The career paths a lot of us committed to are going obsolete faster than the timeline we signed up for. We’re old enough to have picked a direction and put a decade into it, and young enough to have another two or three decades of working life left, with no real option but to keep adapting the whole way. That’s just the shape of the thing. A skill set seems to go stale faster than it used to, and you don’t get to opt out of that by having a head start.
If there’s a useful line in the paper for anyone in this position, it’s the one where Brynjolfsson stops describing and starts advising. “Young workers who learn how to use AI effectively can be much more productive,” he said. “But if you are just doing things that AI can already do for you, you won’t have as much value-add.” That’s opinion sitting next to data, and it sounds right to me.
What this changes about thinking on a career
I want to be careful not to turn one study into a doctrine. Brynjolfsson himself reaches for the long view, noting that “Tech has always been destroying jobs and creating jobs. There has always been this turnover.” History is full of automation panics that didn’t end the way the panic predicted. Whether AI follows that script or breaks it is the open question, and the authors themselves caution that the patterns they observe may in part be influenced by factors other than generative AI.

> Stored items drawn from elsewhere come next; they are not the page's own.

PR #20917, opened 2021-05-21
dev-games/aseprite: fix #680060

winterheart:
Shared libloadpng comes with shared allegro[png]. USE=bundled-libs will
disable allegro dependency, which leads to building error.

Closes: https://bugs.gentoo.org/680060

### DIFF
--- a/dev-games/aseprite/aseprite-1.1.9.ebuild
+++ b/dev-games/aseprite/aseprite-1.1.9.ebuild
@@ -1,4 +1,4 @@
-# Copyright 1999-2020 Gentoo Authors
+# Copyright 1999-2021 Gentoo Authors
 # Distributed under the terms of the GNU General Public License v2
 
 EAPI=7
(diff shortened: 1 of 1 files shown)


a17r (changes requested):
What about "Fix unused CMake var" instead of just #bugno in git summary.

winterheart:
Because "unused CMake var" is not cause of error.

ionenwks:
Set something appropriate then, the point was that the summary should shortly describe what it's fixing while the bugref be left in the message's body.

winterheart:
I got super-descriptive summary in commit.

a17r:
That's very good, but doesn't let you get away with just a number for the summary. `git log` does not look that way either, we're humans communicating in words not numbers.

winterheart:
Done.

a17r (commented):
Thanks for fixing, this is ready for merge now. Unfortunately building with USE=bundled-libs got us a new error: https://bugs.gentoo.org/791682

PR #20921, opened 2021-05-22
media-libs/libsdl2: Add live ebuild

lanodan:

### DIFF
--- a/media-libs/libsdl2/libsdl2-9999.ebuild
+++ b/media-libs/libsdl2/libsdl2-9999.ebuild
@@ -1,0 +1,212 @@
+# Copyright 1999-2021 Gentoo Authors
+# Distributed under the terms of the GNU General Public License v2
+
+EAPI=7
+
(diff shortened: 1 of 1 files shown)


a17r:
We already have too many 9999 ebuilds in tree that no one cares about. This can go in only if
- @gentoo/games proj decides to make it part of their workflow
- you want to co-maintain this package with @gentoo/games provided they are ok with it

lanodan:
> We already have too many 9999 ebuilds in tree that no one cares about. This can go in only if
> 
> * @gentoo/games proj decide to make it part of their workflow
> * you want to co-maintain this package with @gentoo/games provided they are ok with it [and respond to your PRs]

Yeah, makes total sense, I would be fine with co-maintaining it but could also just stay in my overlay for my own needs.

chewi:
I don't think we need this, to be honest. Its releases aren't too infrequent and the changes usually aren't that exciting.

PR #20923, opened 2021-05-22
app-backup/dar: v2.7.1

ceamac:
Bump dar to 2.7.1 (minor release, mostly bugfixes)
2.7.0 is only a few days old in trunk, so it can be removed.


a17r (changes requested):
`REQUIRED_USE` should be moved below `IUSE`, otherwise lgtm

ceamac:
Thank you!

a17r:
Thank you!

PR #20924, opened 2021-05-22
net-libs/libnsl: provided static-libs USE flag

dannftk:


trofi:
Can you add a note to description why do you need static libraries for it?

a17r:
Dropped in commit 8a757dd2fd37b50a5223f56ec4880b15f064adc3, why reintroduce?

floppym:
As others have said, please provide some justification for this.

dannftk:
@a17r, why has it been dropped by @floppym? I made it be capable of being conditionally configured by using static-libs as a USE flag. If you do not need 'static-libs' for the package then do not provided USE flag, isn't this a wise consideration?
Sometimes I need static linkage with this library, therefore I need this USE flag enabled

ionenwks:
> why has it been dropped

See policy guide:
https://projects.gentoo.org/qa/policy-guide/installed-files.html#pg0302

Some exceptions can be *considered*, but otherwise slowly removing support where possible is something any developer would do.

floppym:
> Sometimes I need static linkage with this library, therefore I need this USE flag enabled

What are you building that needs to be linked statically with libnsl? If there's a good reason for it, we can certainly add the USE flag.

dannftk:
@floppym, I am building [openBcm](https://github.com/Broadcom-Network-Switching-Software/OpenBCM) project, and if I do not use 'shared'-libraries mode while compiling it requires, when linking, everything to be static including libnsl. That is why I have been interested in a reason of not providing `static-libs` USE flag for the package libnsl whereas other libraries have this flag as possible
I do not know if there are cases where this flag is possible to be harmful and I do not know if building `openBcm`, that is not a part of the portage, is a good reason to re-introduce this flag. But, as you know, you might disable this flag by providing `-static-libs` in particular for the libnsl, mightn't you?

a17r:
Is there any reason to not build openBcm in shared-lib mode?

PR #21375, opened 2021-06-22
dev-python/js2py: patch description_file

xgqt:
Closes: https://bugs.gentoo.org/797520
Signed-off-by: Maciej Barć <xgqt@riseup.net>


mgorny:
This is really an upstream problem and patching ebuilds for it is just noise.

PR #21376, opened 2021-06-22
media-video/vlc: fix building with newer live

ajakk:


media-video/vlc/files/vlc-3.0.14-fix-live-address-api.patch
```diff
@@ -0,0 +1,50 @@
+From 94845266b705dc9de7921408531b9d7704f4458f Mon Sep 17 00:00:00 2001
```
thesamesam, line 1: Minor but I'd add the bug link at the top (the Gentoo one at least, we could do the VLC one too for convenience)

What I take from the data is smaller and more personal. A foothold early in a career is shakier than we assumed, and the order in which we thought things were safe may be backwards. The entry rung, the one you climb onto with a credential, is where the pressure is showing up first.
I have some lived sympathy for that wobble. Around 30, I left running an adult language school in Vietnam to take a VC internship, while friends my age were already qualified accountants comfortably on a track. The status drop was real, and it also worked out fine. Starting from a weaker rung isn’t the same as being finished, just slower and less comfortable than the version where the ladder stays put.
The honest answer is that we don’t yet know which story this is. One reading is that juniors are simply the first to feel a pressure that will work its way up the ladder as the models get better at tacit, on-the-job knowledge too. The other reading is that this is an adjustment, painful at the entry rung but localised there, and the rest of the workforce reorganises around it without the same shock. The payroll data is consistent with both. It’s going to take a few more years of numbers, and probably a few more papers like this one, before anyone can say which way the canary was pointing.